(Saved entries)
◇ ◇ ◇ ◇ ◇

PR #171, opened 2026-05-11
Use status patch to eliminate resource version conflicts

bjosv:
### Summary
`updateStatus()` called `Status().Update()` on the in-memory cluster object fetched at the start of `Reconcile`. Between consecutive reconciles, the informer cache may not yet reflect the `resourceVersion` written by the
previous reconcile's status update, causing the next reconcile to read a stale version and fail with `the object has been modified`.

Switch to `Status().Patch()` with `client.MergeFrom` which sends only the status diff and does not conflict with concurrent updates to other fields.

Replace `statusChanged`, `nodeStatusChanged`, and `conditionsChanged` helpers with a single `reflect.DeepEqual` guard that skips the patch call entirely when nothing changed, avoiding unnecessary API requests.

This fixes intermittent e2e test timeouts where clusters failed to reach Ready state due to accumulated retry delays from status conflicts.

### Testing

Have run all e2e tests multiple times to get an understanding of the intermittent issues.
Example cases:
- "creates a cluster with custom users" - cluster stuck in Reconciling
- "should deploy ValkeyCluster with metrics exporter sidecar by default" - pod recreated with new IP due to cascading conflicts 
- "should deploy ValkeyCluster without metrics exporter when disabled" - client pod AlreadyExists from delayed cluster formation

All share the same root cause: status update conflicts delaying reconciliation.

### Checklist


jdheyburn (approved):
Thank you!

PR #175, opened 2026-05-12
feat: add watch-namespace flag to filter namespaces to watch for resources

### LINKED ISSUE #178: Filter namespaces for the operator to watch
If managed resources are going to only ever be deployed to select namespaces, we can introduce a list of namespaces that the operator needs to watch. This can help to lower memory use by having the operator only watch for resources it needs to.

jdheyburn:
Closes #178 

### Summary

Adds a new flag `--watch-namespace` that will limit the resources watched by the managers. This will help to reduce memory usage in larger clusters. The flag can be specified multiple times to limit to multiple namespaces.

Lower memory use

### Testing

Tested locally by building the image and deploying to local kind cluster.

```yaml
- args:
  # ...
  - --watch-namespace=valkey-operator-system
  - --zap-log-level=4
```

```
2026-05-12T10:06:58Z    INFO    setup    Restricting cache to namespaces    {"namespaces": ["valkey-operator-system"[]}
```

### Checklist


cmd/main.go
```diff
@@ -82,6 +87,21 @@ func main() {
 	flag.StringVar(&metricsCertKey, "metrics-cert-key", "tls.key", "The name of the metrics server key file.")
 	flag.BoolVar(&enableHTTP2, "enable-http2", false,
 		"If set, HTTP/2 will be enabled for the metrics and webhook servers")
+	seenNamespaces := make(map[string]struct{})
+	flag.Func("watch-namespace", "Namespace to watch (repeatable; omit for cluster-wide)", func(s string) error {
```
sandeepkunusoth, line 96: how can users set this watch-namespace envvar from helm or operator env? i think we need to document that part

jdheyburn: I've got a draft PR for the helm chart here: https://github.com/valkey-io/valkey-helm/pull/172

Is that what you had in mind?

For env var, can any of these arguments today be set via env var? I hadn't had that in scope.

bjosv (dismissed):
Some operators seem to only, or also, use the env. variable `WATCH_NAMESPACE`, like [dragonfly-opeator](https://github.com/dragonflydb/dragonfly-operator/blob/4de29bb4386a386a8dfb9e544eaff63a146a3c48/cmd/main.go#L198), [cnpg](https://github.com/cloudnative-pg/cloudnative-pg/blob/6b885c8ea3fb7b1bca08aa1b076c628a17ba66cf/internal/configuration/configuration.go#L94), [OT Redis operator](https://github.com/OT-CONTAINER-KIT/redis-operator/blob/33dce92ac2ae6ce7ec4613cbabfc76f369051720/internal/envs/envs.go#L31) and [cockroach-operator](https://github.com/cockroachdb/cockroach-operator/blob/14a70d3d73f860e9b7318cfbe9f0f52111280290/cmd/cockroach-operator/main.go#L42).
It might be a convention from the Operator SDK, and some state that its simpler with env. than injecting extra args.
An env var would need to be comma separated.

Looking at the helm chart PR which uses your args; your solution seems cleaner.

jdheyburn:
@bjosv I wonder if there is a way to have our args defined as env vars too.

cmd/main.go
```diff
@@ -114,6 +133,33 @@ func main() {
 		tlsOpts = append(tlsOpts, disableHTTP2)
 	}
 
+	// Only cache Kubernetes resources managed by this operator to reduce memory
```
bjosv: Less diff if we don't move it, but maybe it fits better here?

bjosv (dismissed):
LGTM
The test failed due to an ValkeyNodeFailed event, and this seem to be a pre-existing race condition during initial cluster creation

`Failed to reconcile ValkeyNode: Operation cannot be fulfilled on valkeynodes.valkey.io "cluster-sample-0-1": the object has been modified; please apply your changes to the latest version and try again` 
Then we try again and it works then. In the future, maybe we should change this event to be skipped when its a conflict.

cmd/main.go
jdheyburn: Merge conflict went AWOL... then I got distracted with something else before checking the diff - I've fixed it now!

jdheyburn:
@bjosv should be ready for final review now.

For that race condition, I think we should try to replace whatever Apply is causing that with a Patch if it makes sense to.

bjosv (approved):

bjosv:
> For that race condition, I think we should try to replace whatever Apply is causing that with a Patch if it makes sense to.

Ah, yes that might be a better solution. We'll see if it pops up again

jdheyburn:
Helm chart PR to support this value:

- https://github.com/valkey-io/valkey-helm/pull/172/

◇ ◇ ◇ ◇ ◇

What to work on
Extract each line holding the word "memory" from the records.

Solution to the exercise
`updateStatus()` called `Status().Update()` on the in-memory cluster object fetched at the start of `Reconcile`. Between consecutive reconciles, the informer cache may not yet reflect the `resourceVersion` written by the
If managed resources are going to only ever be deployed to select namespaces, we can introduce a list of namespaces that the operator needs to watch. This can help to lower memory use by having the operator only watch for resources it needs to.
Adds a new flag `--watch-namespace` that will limit the resources watched by the managers. This will help to reduce memory usage in larger clusters. The flag can be specified multiple times to limit to multiple namespaces.
Lower memory use
+	// Only cache Kubernetes resources managed by this operator to reduce memory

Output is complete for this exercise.